Owning all the different shades of her feelings is something that Jepsen has never been shy of, and that can be heard from track to track on her album. She takes us through all the different stages of a relationship, from the rush of torrid new beginnings to heartbreaking flame-out endings. On her latest single, "Too Much", on top of a steamy dance track, she depicts the struggle of being too intense for her loved one. “When I party, then I party too much/ When I feel it, then I feel it too much/When I’m thinking, then I’m thinking too much/When I’m drinking, then I’m drinking too much/I’ll do anything to get to the rush,” Jepsen sings in an unapologetic way.

“I think that in this time and age, we have to be brave and share how we feel and be our realest self, [whoever] that might be. I think men can also sometimes worry about letting loose because there’s this idea that you have to be a certain sort of way. Men and women, we are allowed to be as colourful and bold as we want and even to go crazy from time to time. Sometimes, being too much is a great thing,” Jepsen explains.

Overdoing things is something that Jepsen most certainly can relate to, choosing only a fraction of the hundreds of songs she wrote to feature on her latest album. Is this because she felt that, at some point, she had to keep some personal stuff for herself?

“I don’t really see it that way. When I write songs, it’s a form of therapy for me. It always has been. I just pour out there whatever I might feel without overthinking it. If I feel at the end of the day that it might be turned into a great song, I won’t choose to keep it for myself just because it might be too raw. People want to hear real stuff, something that they can connect to,” she says.

“Whenever I feel like I need to ground myself, I just go back home. The first time I reached Top 40, I gathered all my family together and we celebrated. It’s important to stay close to our loved ones, no matter where life takes us.”

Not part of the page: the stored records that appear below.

PR #651, opened 2026-07-08
fix(js): reference new-expression constructor callbacks and nested arrow-const caller qns

vitali87:
## What

Two root-cause fixes that eliminate dead-code false positives for JS/TS constructor callbacks and nested arrow-const callbacks. Measured on the full-stack-fastapi-template, this takes the frontend dead-code count from 7 to 4 (the whole session ran 333 to 4).

### 1. `new X(callback)` was never treated as a call

`SPEC_JS_CALL_TYPES` captured only `call_expression`, so `new_expression` was invisible to the call pass (C++ and Python already include it). A Promise executor `new Promise((resolve, reject) => {...})` or `new CancelablePromise(async (...) => {...})` therefore got no incoming edge and reported as dead.

- Added `new_expression` to the JS/TS call query.
- Taught `_get_call_target_name` to read the `new_expression` `constructor` field (guarded to JS/TS so it does not intercept the identically-named C++ node).

This also wires the previously-missing INSTANTIATES edge for `new Foo()` to a first-party class.

### 2. Nested arrow-const callers got a flattened qualified name

`_build_nested_qualified_name` read only an ancestor's `name` field. An arrow-const ancestor (`getQueryString = () => {...}`) has no `name` field, so its segment was dropped: a nested `encodePair`'s callbacks were attributed to `request.encodePair` instead of `request.getQueryString.encodePair`, and the inline `.forEach(...)` arrow arguments never matched their registered nodes. Added the same nameless-binding fallback the definition pass already uses.

## Tests

Three new tests in `test_object_literal_callback_references.py`, each verified RED before the fix and GREEN after:

- inline arrow argument to `new X(...)` is referenced (Promise executor)
- `new Foo()` records INSTANTIATES to a first-party class
- inline `.forEach(...)` callback in a nested arrow-const is referenced

Full suite: 4559 passed, 0 failed. ruff and ty clean.


vitali87:
@greptile review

Focusing on love, or at least what it means for her, is something that comes naturally to Jepsen. When she found herself conflicted about a relationship that she was in, she went on an Eat Pray Love-esque solo vacation in Italy. “I had so many songs,” she says. “I needed some space to walk around, reflect, eat pasta, and get to know myself a bit.”

From that retreat came the songs “Right Words Wrong Time” and “The Sound,” which both highlight that period of realizing that a relationship must come to an end. However, thinking that the tracks are full of bitterness would be not knowing Jespen at all.

“There aren’t a lot of hopeless romantics left out there,” she says. “But I believe in it. Romantic love is always going to come with some sort of euphoric high to me, so I keep singing about it. Even though a million songs have been written about it, I’ll still contribute my couple thousand, so by the time I’m gone, you’ll know that I was a believer, too.”

And what does she do when she feels like it’s time to let go and simply enjoy life as it is?

“Like everyone else, I need to take some time to relax and go wild in a fun way. I am very close with my crew on tour, so we are all already planning to go on vacation together at the end of the tour. I’ve really wanted, for a long time, to go on a safari, and it seems like something fun to do all together as a family. You’ll probably see a bunch of fun pics popping [up] on my social media around that time,” she says.

One thing is certain. Whatever Jepsen will do next, it will be everything but boring, as a true queen of pop. With or without a sword.